A room filled with people viewing a PowerPoint presentation.
A presentation by Interpol during one of the side events. This was about Operation Thunderball, a global scale operation in 2019 which led to several thousands of seizures of illegal wildlife goods.


As an environmentalist with a background in environmental science, the side events felt like going back to school again – but without having to think about writing tests. It was a load of information and perspectives I didn’t know I needed. The side event on giraffe conservation and trade was a notable one, where I learnt about the reproductive process of giraffes and how they influenced a stall in population growth. Another interesting side event was on protecting vultures, and the ecological importance of vultures and other scavengers in reducing the spread of disease. The winner of all side events for me was our own event on harnessing tools and technologies for wildlife law enforcement, where a co-partner (APOPO) shared snippets of how African giant pouched rats were being trained to sniff out illegal wildlife goods at ports of entry and exit. It was just as cool as it sounds.

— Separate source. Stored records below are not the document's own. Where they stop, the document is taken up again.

PR #126, opened 2023-12-06
Move controller specs to spec/features

bunnymatic:
problem
-----

we don't actually do controller tests.  our tests are fully e2e
integration specs.  so let's call them as such.

solution
-------

to achieve this, we can
1. move admin spec heloers into a module and include them just for
   feature specs.
1. set the `:type` for feature specs
1. move all the specs from `controllers` dir to `features`

Note:
[rubocop-rspec](https://github.com/rubocop/rubocop-rspec) assumes Rails
even though we don't have it.  So we've disabled that rule - and also
filed an [issue](https://github.com/rubocop/rubocop-rspec) to see if
they might consider not including it if Rails is not in the project.


spec/features/connect_pages_spec.rb
```diff
@@ -2,23 +2,7 @@
 
 require_relative '../spec_helper'
 
-Dir[File.join(File.dirname(__FILE__), '..', '{lib,models}/**/*.rb')].each do |file|
-  require file
-end
-
 describe BryantStreetStudios::App, vcr: { record: :none } do
-  def login_as_admin
```
bunnymatic, line 10: If we looked closely, these tests don't need admin anything so this method is kind of just a waste of space.

spec/support/admin_feature.rb
```diff
@@ -0,0 +1,30 @@
+# frozen_string_literal: true
+
+module AdminSpecHelpers
+  def app
```
bunnymatic, line 4: it's pretty easy to wrap up some Spec helpers that are only available given certain metadata or even just as helpers we want for rspec using this module technique in the the `spec/support` dir.  so to avoid all the repetition we had...

PR #130, opened 2023-12-09
Build more responsive artist page

bunnymatic:
problem
------

we had trouble with some data from MAU that blew out the right hand side
of the artist page - where the bio goes.

solution
------

As a first cut, force the max width of the 2 sections on the artist page
to be no larger than 42% of the page - this accounts roughly for gutters
and spacing and makes it so everything fits in the page.

Once i was in here, i looked into some responsiveness for the artwork
and the overall layout and revamped slightly the classes and css
settings to improve the visuals on the artwork at the bottom and make
sure that nothing falls off the page at different browser sizes.

screenshots
--------------

Screen Shot 2023-12-08 at 6 47 21 PM
Screen Shot 2023-12-08 at 6 47 33 PM
Screen Shot 2023-12-08 at 6 47 44 PM
Screen Shot 2023-12-08 at 6 47 51 PM


kneyzberg:
Looks good to me!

People viewing a PowerPoint presentation.
Presentation by APOPO during our side event on harnessing tools and technologies for wildlife law enforcement.


As a proud West African, it was beautiful watching ECOWAS member states harmonizing their voices to co-submit and win proposals to increase protection for wildlife such as the giraffe, black-crowned crane, wedgefish, giant guitarfish, teatfish, and mako shark. It was insightful hearing their strong opinions against the down-listing of the southern white rhino in Namibia and Eswatini. I learnt a lot about non-detriment findings and how they were essentially the basis and justification of the legal wildlife trade market. Non-detriment findings are conclusions by scientific authorities to prove that the export of specimens of a species will have no negative impact on the survival of the species in their natural habitat.

Through the West African parties, I heard stories of how the legal trade in some species served as a smoke-screen for the illegal trade in that same species, according to biodiversity threats assessments conducted in some of these countries. This was my first ever CITES CoP, but according to people with multiple experiences, this was the first time West Africa had such a vocal presence. This was the first time they pushed back with such force on the down-listing of certain species of concern, like the African Elephant. To risk making the worst attempt at wordplay ever, I’d say that West African countries put the ECOWAS in eco wars. I’d be surprised if this line makes it past the editors.

The willpower of the West Africans was surreal and exciting. It makes me anticipate what comes next. From the training of wildlife professionals across the region, through the finalization of the West African Strategy to Combat Wildlife Crime in the coming months, to the training programs for airport staff and customs officials in West Africa coming up, I am optimistic that all these parts and more will come together to ensure that natural resources are protected, restored, and used sustainably, within the region and on the continent. If I am lucky enough to attend the next conference, I hope to hear stories on exponential progress in that regard. Expect a Part II of this post if that happens.

A person standing on a footbridge.
Me, stopping to take a picture on my way to the conference centre.


By Edudzi Nyomi,

Communications Specialist for the West Africa Biodiversity and Climate Change (WA BiCC) Program.